Input data
-*-*-

PR #41, opened 2024-12-25
Cache build dependencies to speed up CI

pshriwise:
This caches the MOAB build to speed up CI. I'll apply it to other dependencies as they come up.


pshriwise:
Time for OpenMC testing is cut by 20 min here 👍🏻

PR #46, opened 2025-01-28
Bare bones documentation

pshriwise:
This lays out a file tree and some really barebones documentation for XDG.


pshriwise:
Note to future: Squashed all commits here to ensure some of the logos I was considering aren't in the commit history.

PR #57, opened 2025-02-10
Resolve #4 to remove the extra triangle references being stored

### LINKED ISSUE #4: Upgrade to remove triangle reference duplication
Right now there are two triangle references per triangle: one with a forward sense in its scene (volume) and another for the reverse sense in its scene (another volume).

We may be able to avoid the need to duplicate these references by storing the forward and reverse sense scenes on the `GeometryData` object -- it should be available to us as part of the intersection arguments. The remaining need is to know what scene the ray is being fired on. This information can be stored on the `RTCDRay` if needed, but it may also be available as part of the intersection arguments. TBD.

Waqar-ukaea:
Wanted to get a draft PR up to resolve #4. 

- Added a `MeshID` for forwards and reverse sense to the `GeometryUserData` struct
- Replaced previous references to `primtive_ref.sense` to use the new members in the `GeometryUserData`

**Question** - in #4 its mentioned that an idea of the scene a ray is being fired upon would need to be stored in `RTCDRay`. I notice that `RTCDRayHit` already defines a `geomID`: 
```
struct RTCDHit : RTCHit {
  RTCDHit() {
    this->geomID = RTC_INVALID_GEOMETRY_ID;
    this->primID = RTC_INVALID_GEOMETRY_ID;
    this->Ng_x = 0.0;
    this->Ng_y = 0.0;
    this->Ng_z = 0.0;
  }
```
Is this `geomID` not that scene the ray is being fired upon? Should `RTCDRay` also additionally store a `geomID` or `sceneID`?

### DIFF
--- a/src/embree/ray_tracer.cpp
+++ b/src/embree/ray_tracer.cpp
@@ -62,9 +62,7 @@ TreeID EmbreeRayTracer::register_volume(const std::shared_ptr<MeshManager> mesh_
     // Check if this surface already has a cached surface geometry
     if (!surface_to_geometry_map_.count(surface)) 
     { // First visit: Create new RTCGeometry and GeometryUserData
-      auto registeredSurface = register_surface(mesh_manager, surface, volume_scene, storage_offset);
-      surface_geometry = registeredSurface.first;
-      surface_data = registeredSurface.second;
+      std::tie(surface_geometry, surface_data) = register_surface(mesh_manager, surface, volume_scene, storage_offset);
     } 
     else { // Second Visit: Recover existing RTCGeometry and GeometryUserData
       surface_geometry = surface_to_geometry_map_[surface];
@@ -76,10 +74,10 @@ TreeID EmbreeRayTracer::register_volume(const std::shared_ptr<MeshManager> mesh_
     }
 
     // Set the correct parent TreeID
-    auto parents = mesh_manager->get_parent_volumes(surface);
-    if (volume_id == parents.first) {
+    auto [forward_parent, reverse_parent] = mesh_manager->surface_senses(surface);
+    if (volume_id == forward_parent) {
       surface_data->forward_vol = tree;
-    } else if (volume_id == parents.second) {
+    } else if (volume_id == reverse_parent) {
       surface_data->reverse_vol = tree;
     } else {
       fatal_error("Volume {} is not a parent of surface {}", volume_id, surface);
--- a/src/embree/ray_tracer.cpp
+++ b/src/embree/ray_tracer.cpp
@@ -32,85 +32,82 @@ RTCScene EmbreeRayTracer::create_embree_scene() {
   rtcSetSceneBuildQuality(rtcscene, RTC_BUILD_QUALITY_HIGH);
   return rtcscene;
 }
-
-TreeID
-EmbreeRayTracer::register_volume(const std::shared_ptr<MeshManager> mesh_manager,
-                           MeshID volume_id)
+TreeID EmbreeRayTracer::register_volume(const std::shared_ptr<MeshManager> mesh_manager,
+                                        MeshID volume_id)
 {
   TreeID tree = next_tree_id();
   trees_.push_back(tree);
   auto volume_scene = this->create_embree_scene();
 
-  // allocate storage for this volume
-  auto volume_faces = mesh_manager->get_volume_faces(volume_id);
-  this->primitive_ref_storage_[volume_scene].resize(volume_faces.size());
-  auto& triangle_storage = this->primitive_ref_storage_[volume_scene];
-
   auto volume_surfaces = mesh_manager->get_volume_surfaces(volume_id);
-  int storage_offset {0};
+
+  // Get the number of prims that need to be added
+  size_t total_face_count = 0;
   for (auto& surface_id : volume_surfaces) {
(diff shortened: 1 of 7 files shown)


pshriwise:
> Question - in https://github.com/pshriwise/xdg/issues/4 its mentioned that an idea of the scene a ray is being fired upon would need to be stored in RTCDRay. I notice that RTCDRayHit already defines a geomID...

The `geomID` refers to a surface in the geometry model. The name mapping from geometry to Embree data space is as follows:

scene <--> volume
geometry <--> surface
primitive <--> triangle


This is probably worth adding to the developer's guide in the future. I'll make a note in the project board.

src/embree/ray_tracer.cpp
```diff
@@ -33,84 +33,82 @@ RTCScene EmbreeRayTracer::create_embree_scene() {
...
+        triangle_storage[storage_offset + i].primitive_id = surface_faces[i];
+      }
+
+      surface_geometry = rtcNewGeometry(device_, RTC_GEOMETRY_TYPE_USER);
+      rtcSetGeometryUserPrimitiveCount(surface_geometry, surf_face_count);
+      rtcAttachGeometry(volume_scene, surface_geometry);
+      surface_to_geometry_map_[surface] = surface_geometry;
+
+      surface_data = std::make_shared<GeometryUserData>();
+      surface_data->box_bump = bump;
```
pshriwise, line 79: One thing with this: 

Because this surface_data now applies to more than one volume, we need to use the larger of the two bump values for the volumes that are related to this surface to ensure the bounding boxes are dilated in a conservative manner based on how far a ray can travel within that volume.

I'll marked where we should do this this below.

src/embree/ray_tracer.cpp
```diff
@@ -33,84 +33,82 @@ RTCScene EmbreeRayTracer::create_embree_scene() {
...
+      rtcSetGeometryBoundsFunction(surface_geometry, (RTCBoundsFunction)&TriangleBoundsFunc, nullptr);
+      rtcSetGeometryIntersectFunction(surface_geometry, (RTCIntersectFunctionN)&TriangleIntersectionFunc);
+      rtcSetGeometryOccludedFunction(surface_geometry, (RTCOccludedFunctionN)&TriangleOcclusionFunc);
+      rtcCommitGeometry(surface_geometry);
+
+      storage_offset += surf_face_count;
+    } 
+    else { // Already exists: get geometry and user data
+      surface_geometry = surface_to_geometry_map_[surface];
+      surface_data = user_data_map_.at(surface_geometry);
```
pshriwise, line 96:
```suggestion
      surface_data = user_data_map_.at(surface_geometry);
      // set the box dilation value to the larger of the two box bump values for 
      // the volumes on either side of this surface
      surface_data->bump = std::max(surface_data->bump, bump);
```

gonuke (commented):
I have no comments here - I'll leave it to @pshriwise to merge

Waqar-ukaea:
> I like this as it simplifies the logic in register_volume. Would you be up for taking a crack at it?

I'm pretty happy with this one now @pshriwise. I've opted to make it a private method exclusive to `EmbreeRayTracer` but I could make it something that is available at the `RayTracer` interface level if I end up doing something similar in `GPRTRayTracer`.

src/embree/ray_tracer.cpp
```diff
@@ -33,88 +33,104 @@ RTCScene EmbreeRayTracer::create_embree_scene() {
...
+  int storage_offset = 0;
+
+  for (auto& surface : volume_surfaces) {
+    RTCGeometry surface_geometry;
+    std::shared_ptr<GeometryUserData> surface_data;
+
+    // Check if this surface already has a cached surface geometry
+    if (!surface_to_geometry_map_.count(surface)) 
+    { // First visit: Create new RTCGeometry and GeometryUserData
+      std::tie(surface_geometry, surface_data) = register_surface(mesh_manager, surface, volume_scene, storage_offset);
```
pshriwise, line 65: We'll want to set the value of `box_bump` here as well otherwise this volumes box dilation isn't taken into account.

Waqar-ukaea:
Whilst this does compile as it should, running the `ray_fire` tool with the largest model I have lying about (36093085 triangles as printed by h5minfo), I don't see a significant difference in the memory footprint between this PR and the main branch. They both seem to peak at about the same memory usage (using the python script you sent me for monitoring mem usage @pshriwise):

mem-usage

Waqar-ukaea:
Maybe by attaching the same `RTCGeometry` and `GeometryUserData` to a different `RTCScene`, embree is still internally duplicating the geometry? So despite only explicitly creating one set we don't actually see a measurable difference in memory usage? 

I did some reading on the embree API and came across this page on instancing - https://manpages.debian.org/experimental/libembree-dev/RTC_GEOMETRY_TYPE_INSTANCE.3.en.html which suggests that making use of `RTCGeometries` of `RTC_GEOMETRY_TYPE_INSTANCE` could be a way to reduce memory overhead because the instanced scene is "only stored one time". It seems like these are designed for situations where you have shared geometry. 

This sounds like it would be similar (not entirely sure if its the exact same system) to what I have been doing with GPRT where I create a BLAS and associated `gprt::instance` for each surface and my volume tree is a TLAS of those instances.

PR #60, opened 2025-02-13
Allow raytracer setup for a single volume

pshriwise:
This is a minor refactor of the `XDG::prepare_raytracer` method that allows a single volume to be prepped. This is useful in tools like `ray_fire` where we really only need to build the BVH for a single volume. It should improve the responsiveness of such tools.


pshriwise:
Note: this also normalizes the input direction from the command line.

PR #62, opened 2025-02-13
Threaded (and general) performance-related changed

pshriwise:
This PR contains performance-critical updates for threaded (and non-threaded) scaling.

The change that affects threaded scalability is the update of the ray tracer accessor method to return a reference to the existing shared pointer instead of a shared pointer. Nothing is wrong with this in terms of behavior, but that object can't be operated on while a new shared pointer object is being created.

There's also an update to some of the XDG geometry to raytracer mapping from `std::map` to `std::unordered_map`. These structures are hit very often in ray queries and the O(1) lookup time from the hash table is needed.

### DIFF
--- a/include/xdg/xdg.h
+++ b/include/xdg/xdg.h
@@ -2,6 +2,7 @@
 #define _XDG_INTERFACE_H
 
 #include <memory>
+#include <unordered_map>
 
 #include "xdg/mesh_manager_interface.h"
 #include "xdg/ray_tracing_interface.h"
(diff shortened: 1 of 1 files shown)


pshriwise:
Some evidence of the changes here for a couple of geometries:

ATR_xdg_inactive_rates
ATR_xdg_active_rates

The rates after this update can be found in the [benchmarking dash](https://pshriwise.github.io/xdg-benchmarking/)

Issue #42, opened 2025-01-09
Expose orientation options for `ray_fire`


pshriwise:
There are situations in which we'd like to accept hits with orientations other than `HitOrientation::EXITING`.

For example, in the overlap checker it would be nice to be able to determine all surface intersections between volumes not just the on the far side of the volume wrt the ray being used to test for overlaps.

Waqar-ukaea:
Closed out by PR#63

PR #63, opened 2025-02-13
Expose ray orientation in ray_fire signature

Waqar-ukaea:
Resolving issue #42 by adding the ability to specify an orientation to the `ray_fire` call by passing an explicit `HitOrientation` enum.
```

  std::pair<double, MeshID> ray_fire(TreeID scene,
                                     const Position& origin,
                                     const Direction& direction,
                                     const double dist_limit = INFTY,
                                     std::vector<MeshID>* const exclude_primitives = nullptr,
                                     HitOrientation orientation = HitOrientation::EXITING);
```
Default value is `EXITING` as most queries will be exiting I assume?

Added some asserts to the `test_ray_fire.cpp` file for using `ray_fire` with a ray orientation specifying whether or not the ray is querying for a `ENTERING` or `EXITING` intersection. Diagram of the rays being tested for below:

image

@pshriwise Am I missing anything else or is this working as expected?

### DIFF
--- a/include/xdg/ray_tracing_interface.h
+++ b/include/xdg/ray_tracing_interface.h
@@ -41,8 +41,8 @@ public:
                                      const Position& origin,
                                      const Direction& direction,
                                      const double dist_limit = INFTY,
-                                     std::vector<MeshID>* const exclude_primitives = nullptr,
-                                     HitOrientation orientation = HitOrientation::EXITING);
+                                     HitOrientation orientation = HitOrientation::EXITING,
+                                     std::vector<MeshID>* const exclude_primitives = nullptr);
 
   void closest(TreeID scene,
                const Position& origin,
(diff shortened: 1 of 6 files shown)


Waqar-ukaea:
> One thing: even though it's a breaking change I'd probably prefer that this argument come before the `exclude_primities` argument so that a `nullptr` isn't required to set the orientation.

I think this makes a lot of sense. I'm not sure if the ray_fire signature will require many more optional parameters added later but as a general rule I will try to keep any optionals with nullptr defaults as the final parameter(s) passed to any of the core user facing API. 

The latest commit implements this change and should (hopefully) fix all the problems with switching the two parameters round - the tests are passing at the very least. 

@pshriwise I guess any applications you have making use of xdg downstream will be broken though. So I don't know if we want to hold off on merging this just yet?

pshriwise:
@Waqar-ukaea true true about the downstream issues. I think it's only going to require me changing the `xdg` branch in my fork of OpenMC (assuming no one else has randomly started using this). I'll keep an eye on CI here and make the changes as needed.

PR #66, opened 2025-02-24
Adding micro-benchmarks to XDG

Waqar-ukaea:
I think it would be a good idea if XDG also implemented micro-benchmarks alongside its unit tests for the various ray tracing operations so that we have a record of performance of these operations when code changes are made. 

This PR aims to add some micro-benchmarks for each of the ray tracing operations currently available in XDG. Catch2 supports benchmarking natively so I was thinking we could just go ahead and use the Catch2 macros rather than bringing in another library. Details of how to implement benchmarks with Catch2 can be found here - https://github.com/catchorg/Catch2/blob/devel/docs/benchmarks.md 

If we want more advanced benchmarking control something like https://github.com/google/benchmark may be more suitable though.

Some other considerations:
- We can just add some benchmarks to the existing test cases but it might make more sense to define some simple geometry/problems explicitly for benchmarking purposes.
- Each additional benchmark will ofc increase the time it takes for the CI to complete so will have to think about the length of these benchmarks and how many we actually need. 
- How these benchmarks actually interact with the CI will also need to be considered. Should large performance drops block merging for example.
- Perhaps these benchmarks could also be extended to some of the mesh operations too.
- Ctest by default won't display benchmark results unless called with `--verbose` as a benchmark won't count as failing.
- Benchmarking results could be logged to seperate file and used for analysis in within the workflow but could also be stored as github artifacts to allow some persistent history. (Probably makes sense for an artifact-based workflow to only be triggered on merges into main)

### DIFF
--- a/.github/workflows/ci.yml
+++ b/.github/workflows/ci.yml
@@ -71,7 +71,7 @@ jobs:
         shell: bash
         run: |
           cd build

-*-*-

What you will do
Give back exactly the lines of the listing above, starting with its first line and ending with the line that holds "Right now there".

Output for this exercise
PR #41, opened 2024-12-25
Cache build dependencies to speed up CI

pshriwise:
This caches the MOAB build to speed up CI. I'll apply it to other dependencies as they come up.


pshriwise:
Time for OpenMC testing is cut by 20 min here 👍🏻

PR #46, opened 2025-01-28
Bare bones documentation

pshriwise:
This lays out a file tree and some really barebones documentation for XDG.


pshriwise:
Note to future: Squashed all commits here to ensure some of the logos I was considering aren't in the commit history.

PR #57, opened 2025-02-10
Resolve #4 to remove the extra triangle references being stored

### LINKED ISSUE #4: Upgrade to remove triangle reference duplication
Right now there are two triangle references per triangle: one with a forward sense in its scene (volume) and another for the reverse sense in its scene (another volume).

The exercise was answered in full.